Thursday, January 2021

Après Lakhdar Brahimi, le RCD pointe du doigt la responsabilité de l’Algérie dans la fermeture des frontières avec le Maroc 

La réouverture ou non des frontières (terrestres) algéro-marocaines fermées depuis 1994 continue de susciter un vif débat des deux côtés.  En Algérie, si certaines parties se sont tout montrées « contre » cette réouverture, d’autres par contre se disent favorables. C’est le cas notamment du Rassemblement pour la Culture et la Démocratie (RCD). Son président Mohcine Belabbas l’a si clairement souligné ce lundi dans un entretien à TSA estimant que « l’ouverture des frontières algéro-marocaines dépend en grande partie du gouvernement algérien ».

« Un consensus pour leur réouverture existe chez les acteurs politiques algériens de l’opposition et même chez des diplomates algériens de renommée mondiale », a-t-il en effet affirmé. Pour appuyer ses dires, le président du RCD a fait mention dans ses propos à ce qu’a été déjà dit à ce propos, particulièrement par  Halim Benatallah, ancien secrétaire d’Etat auprès du ministre des Affaires étrangères, chargé de la Communauté nationale à l’étranger, et tout récemment Lakhdar Brahimi. « Leurs ouvertures nécessitent évidemment des pourparlers entre les dirigeants des deux pays afin d’asseoir une coopération sur leur sécurisation contre le banditisme et les trafics qui se sont d’ailleurs amplifiés avec cette fermeture », a insisté Mohcine Belabbas qui n’est pas à sa première plaidoirie dans le même cadre.

En 2016 déjà, le président du RCD, avait indiqué qu’il « n’y a pas de lien entre la fermeture des frontières et le conflit au Sahara occidental ». Deux ans auparavant, en février 2014, il avait expliqué que « des problèmes beaucoup plus importants se sont posés entre l’Algérie et le Maroc sans que cela aboutisse à la fermeture des frontières », allusion faite, à la guerre des sables de 1963 et l’éclatement de la crise du Sahara occidental en 1975. « Ce dernier problème a provoqué une fermeture des frontières mais momentanée. Et le problème du Sahara occidental est pris en charge par les Nations-Unies », avait-il soutenu.
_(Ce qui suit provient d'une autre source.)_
PR #1904, opened 2023-03-17
Add a new protocol id for generic advertisement/analytics/tracking stuff

IvanNardi:


IvanNardi:
This id is conceptually similar to the existing `NDPI_PROTOCOL_CYBERSECURITY`

utoni (approved):

PR #1909, opened 2023-03-21
Make Bittorrent LRU cache IPv6 aware.

IvanNardi:
It was the only remaining LRU cache without IPv6 support. See 81e1ea545ca465cda064e7cc80333fe7f0ef2aff


src/lib/ndpi_main.c
```diff
@@ -7768,9 +7765,20 @@ ndpi_protocol ndpi_guess_undetected_protocol(struct ndpi_detection_module_struct
       }
     }
 
-    if(ndpi_search_into_bittorrent_cache(ndpi_str, NULL /* flow */,
-					 htonl(shost), htons(sport),
-					 htonl(dhost), htons(dport))) {
+    /* Workaround: create a fake flow struct since ndpi_search_into_bittorrent_cache is ipv4/6 agnostic,
+       while this function is intrinsecally ipv4 only.
+       This way we don't need to change the (public) ndpi_guess_undetected_protocol() prototype */
```
utoni: Why not changing the public api? We're doing that so often. Why not this time? The result would be cleaner code. :)

IvanNardi: I will talk with @lucaderi about that!

utoni (approved):

PR #180, opened 2024-06-10
PxWeb2-209: Fix keyboard navigation

SjurSutterudSagen:
Since many of our user use a keyboard to navigate on the site, the VariableBox component needs to handle this correctly. This adds the navigation order according to the Figma spec. The arrow down key is used to enter into the list of checkboxes for the variables, and moves the focus to the first checkbox in the list. The arrow up key is then used to leave it again, which moves the focus back to the list.

One thing that isn't handled, is when a user moves into a list with the arrow down key, clicks out with the mouse, and then moves back to that list with the keyboard. It will then go into that list, instead of to the next variable. I deemed this to be something we can fix later, since you should not ever have this problem with only keyboard navigation.

Also, since we want keyboard users to under stand how to use the different parts of the VariableBox, we need to inform them of what the list of values is, and how to use it.

The aria-description is coming fully in WAI-ARIA 1.3, but browser support is at 88% according to caniuse.com. Should we change this to be in the aria-label instead? It feels too long to be the right choice here.

Or if there is a better way to tell the users about navigating into and out of the values list, we can change it.


PerIngeVaaje (approved):
OK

Tout a commencé en août 1994. Déjà l’Algérie affrontait à l’époque un terrorisme sanguinaire et la situation économique et sécuritaire particulièrement difficile. Cet état de fait n’a pas empêché le royaume marocain à lâcher son voisin et le charger d’accusations gravissimes. Ainsi après un attentat à Marrakech, le royaume rendait responsables les services de renseignements algériens et fermait ses frontières. Alger décidait alors de fermer sa longue frontière de  1 500 km avec le royaume.